The quantification of Simpsons paradox and other contributions to contingency table theory

TL;DR

This paper advances contingency table analysis by quantifying Simpson's paradox, introducing new tests for partial interactions, clarifying the relation between interaction measures, and improving methods for fixing cell counts and simulating tables.

Contribution

It provides novel formulas and tests for analyzing three-way interactions and partial interactions, filling gaps in contingency table theory.

Findings

Quantifies Simpson's paradox with a simple formula.

Introduces a test to determine if partial interactions of a variable agree.
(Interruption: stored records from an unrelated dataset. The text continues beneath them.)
PR #3300, opened 2026-07-29
chore(ci): sharpen the Claude review prompt against speculative findings

mpro7:
Prompt and tool-permission changes to the `claude-code-review` job. No action version bump — `@v1` already dereferences to `v1.0.183` (commit `be7b93b`, 2026-07-25), the newest release; the floating major tracks it, and no v2 exists.

## Why

Two properties of the old prompt worked against useful review.

**It forbade the reads that refute a false flag.** *"Focus your review only on files and lines changed in this PR. Do not review unrelated parts of the repository."* Claude reasonably reads that as "do not open other files" — and those are precisely the reads needed to turn a suspicion into a verdict. Checking whether a symbol has any remaining call sites, or whether a root-provided service resolves without explicit test providers, means leaving the diff. Scope of *findings* and scope of *reading* are different things, and the prompt conflated them.

**It asked for a graded list rather than a filtered one.** *"Grade each issue as Critical, Major, or Minor"* is a taxonomy with no floor: anything noticed can be filed as Minor rather than dropped, which is how review output fills with "consider extracting this" and "this could be more robust".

Addresses fixed cell counts and limitations in simulating contingency tables.

Abstract

The analysis of contingency tables is a powerful statistical tool used in experiments with categorical variables. This study improves parts of the theory underlying the use of contingency tables. Specifically, the linkage disequilibrium parameter as a measure of two-way interactions applied to three-way tables makes it possible to quantify Simpsons paradox by a simple formula. With tests on three-way interactions, there is only one that determines whether the partial interactions of all variables agree or whether there is at least one variable whose partial interactions disagree. To date, there has been no test available that determines whether the partial interactions of a certain variable agree or disagree, and the presented work closes this gap. This work reveals the relation of the multiplicative and the additive measure of a three-way interaction. Another contribution addresses the question of which cells in a contingency table are fixed when the first- and second-order marginal totals are given. The proposed procedure not only detects fixed zero counts but also fixed positive counts. This impacts the determination of the degrees of freedom. Furthermore, limitations of methods that simulate contingency tables with given pairwise associations are addressed.